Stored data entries
──────
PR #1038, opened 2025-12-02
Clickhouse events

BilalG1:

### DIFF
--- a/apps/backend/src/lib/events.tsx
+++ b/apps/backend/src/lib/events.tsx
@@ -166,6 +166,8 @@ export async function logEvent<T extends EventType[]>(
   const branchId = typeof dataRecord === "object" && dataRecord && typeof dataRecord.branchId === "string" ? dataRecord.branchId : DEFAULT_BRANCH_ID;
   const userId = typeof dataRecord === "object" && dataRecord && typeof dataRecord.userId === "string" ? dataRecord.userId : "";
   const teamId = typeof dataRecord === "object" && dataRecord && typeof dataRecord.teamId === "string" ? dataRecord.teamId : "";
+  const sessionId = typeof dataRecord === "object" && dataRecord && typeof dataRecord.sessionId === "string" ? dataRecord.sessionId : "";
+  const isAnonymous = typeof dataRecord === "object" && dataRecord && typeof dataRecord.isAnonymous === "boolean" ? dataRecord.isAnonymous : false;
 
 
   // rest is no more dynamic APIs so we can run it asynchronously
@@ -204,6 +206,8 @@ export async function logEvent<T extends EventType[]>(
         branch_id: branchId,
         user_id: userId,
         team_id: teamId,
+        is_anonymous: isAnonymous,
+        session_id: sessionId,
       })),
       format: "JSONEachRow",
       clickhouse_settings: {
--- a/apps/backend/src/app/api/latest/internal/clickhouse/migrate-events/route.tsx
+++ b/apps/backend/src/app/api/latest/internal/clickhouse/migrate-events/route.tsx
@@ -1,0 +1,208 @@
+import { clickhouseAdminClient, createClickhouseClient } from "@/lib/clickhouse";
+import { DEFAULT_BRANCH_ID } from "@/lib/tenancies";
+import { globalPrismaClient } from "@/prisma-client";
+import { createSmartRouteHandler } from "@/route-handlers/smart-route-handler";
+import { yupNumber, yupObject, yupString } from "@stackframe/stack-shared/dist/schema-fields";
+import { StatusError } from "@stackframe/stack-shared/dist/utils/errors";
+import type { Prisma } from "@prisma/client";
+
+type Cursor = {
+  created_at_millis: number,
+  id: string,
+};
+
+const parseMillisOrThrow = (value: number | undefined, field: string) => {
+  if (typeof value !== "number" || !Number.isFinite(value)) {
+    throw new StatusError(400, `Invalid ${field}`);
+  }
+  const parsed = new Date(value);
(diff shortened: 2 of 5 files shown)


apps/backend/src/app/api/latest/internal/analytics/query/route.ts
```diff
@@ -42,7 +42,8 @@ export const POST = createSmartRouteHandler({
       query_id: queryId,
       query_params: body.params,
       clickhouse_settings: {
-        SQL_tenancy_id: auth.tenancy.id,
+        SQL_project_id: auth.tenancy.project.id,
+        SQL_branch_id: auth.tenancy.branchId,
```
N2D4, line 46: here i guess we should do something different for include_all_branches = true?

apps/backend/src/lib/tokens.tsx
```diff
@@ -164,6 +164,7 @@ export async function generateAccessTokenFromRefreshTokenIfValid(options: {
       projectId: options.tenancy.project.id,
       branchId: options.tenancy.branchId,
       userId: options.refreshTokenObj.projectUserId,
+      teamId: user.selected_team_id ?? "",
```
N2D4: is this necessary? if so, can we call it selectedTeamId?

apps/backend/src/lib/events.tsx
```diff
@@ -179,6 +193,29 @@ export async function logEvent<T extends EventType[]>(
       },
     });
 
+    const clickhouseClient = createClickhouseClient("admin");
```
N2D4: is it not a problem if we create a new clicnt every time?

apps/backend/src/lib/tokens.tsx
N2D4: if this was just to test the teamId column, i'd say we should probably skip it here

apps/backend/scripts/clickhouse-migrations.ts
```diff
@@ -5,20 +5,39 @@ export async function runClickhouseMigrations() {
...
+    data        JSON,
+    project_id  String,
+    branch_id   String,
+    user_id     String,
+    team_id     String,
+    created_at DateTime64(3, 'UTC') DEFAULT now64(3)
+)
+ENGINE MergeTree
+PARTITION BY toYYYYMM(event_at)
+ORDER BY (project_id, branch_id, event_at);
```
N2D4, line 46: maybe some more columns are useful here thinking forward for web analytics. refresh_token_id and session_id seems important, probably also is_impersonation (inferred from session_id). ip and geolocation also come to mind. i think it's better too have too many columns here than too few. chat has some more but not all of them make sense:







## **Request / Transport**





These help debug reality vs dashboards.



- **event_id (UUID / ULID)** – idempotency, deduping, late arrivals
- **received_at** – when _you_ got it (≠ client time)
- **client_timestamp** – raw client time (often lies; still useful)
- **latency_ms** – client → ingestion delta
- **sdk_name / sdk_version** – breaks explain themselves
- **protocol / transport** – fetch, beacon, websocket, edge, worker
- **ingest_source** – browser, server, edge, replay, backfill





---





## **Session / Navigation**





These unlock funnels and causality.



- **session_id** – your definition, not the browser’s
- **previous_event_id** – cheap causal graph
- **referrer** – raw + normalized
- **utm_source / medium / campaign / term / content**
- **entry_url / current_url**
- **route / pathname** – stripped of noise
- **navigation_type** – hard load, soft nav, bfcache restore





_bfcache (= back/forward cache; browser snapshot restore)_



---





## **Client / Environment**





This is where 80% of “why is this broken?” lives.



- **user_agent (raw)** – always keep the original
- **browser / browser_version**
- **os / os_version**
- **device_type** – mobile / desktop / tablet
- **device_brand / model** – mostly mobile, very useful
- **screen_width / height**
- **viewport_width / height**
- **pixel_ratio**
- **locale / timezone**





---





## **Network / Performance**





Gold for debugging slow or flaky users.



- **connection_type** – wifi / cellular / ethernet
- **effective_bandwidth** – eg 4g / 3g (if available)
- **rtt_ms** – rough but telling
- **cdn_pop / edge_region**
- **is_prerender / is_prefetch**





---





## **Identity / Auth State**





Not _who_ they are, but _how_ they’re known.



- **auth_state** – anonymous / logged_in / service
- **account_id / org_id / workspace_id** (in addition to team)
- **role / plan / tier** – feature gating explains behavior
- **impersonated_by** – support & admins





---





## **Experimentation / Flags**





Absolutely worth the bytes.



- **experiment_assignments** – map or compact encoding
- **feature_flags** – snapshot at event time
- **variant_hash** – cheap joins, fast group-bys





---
──────
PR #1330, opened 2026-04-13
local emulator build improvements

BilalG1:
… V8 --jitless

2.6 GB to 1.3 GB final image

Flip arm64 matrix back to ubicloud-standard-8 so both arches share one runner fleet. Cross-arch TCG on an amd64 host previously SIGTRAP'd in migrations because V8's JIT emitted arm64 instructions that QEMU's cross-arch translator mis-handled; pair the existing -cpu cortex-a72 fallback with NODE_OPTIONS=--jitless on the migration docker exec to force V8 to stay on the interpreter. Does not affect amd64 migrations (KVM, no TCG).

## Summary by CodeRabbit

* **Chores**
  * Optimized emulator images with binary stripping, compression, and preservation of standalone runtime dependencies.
──────
Your assignment: Scan the records above for the lines holding "run it asynchronously" and "-1,0 +1,208 @@". Transcribe those two and every line between them word for word, and no others.

Response box:
   // rest is no more dynamic APIs so we can run it asynchronously
@@ -204,6 +206,8 @@ export async function logEvent<T extends EventType[]>(
         branch_id: branchId,
         user_id: userId,
         team_id: teamId,
+        is_anonymous: isAnonymous,
+        session_id: sessionId,
       })),
       format: "JSONEachRow",
       clickhouse_settings: {
--- a/apps/backend/src/app/api/latest/internal/clickhouse/migrate-events/route.tsx
+++ b/apps/backend/src/app/api/latest/internal/clickhouse/migrate-events/route.tsx
@@ -1,0 +1,208 @@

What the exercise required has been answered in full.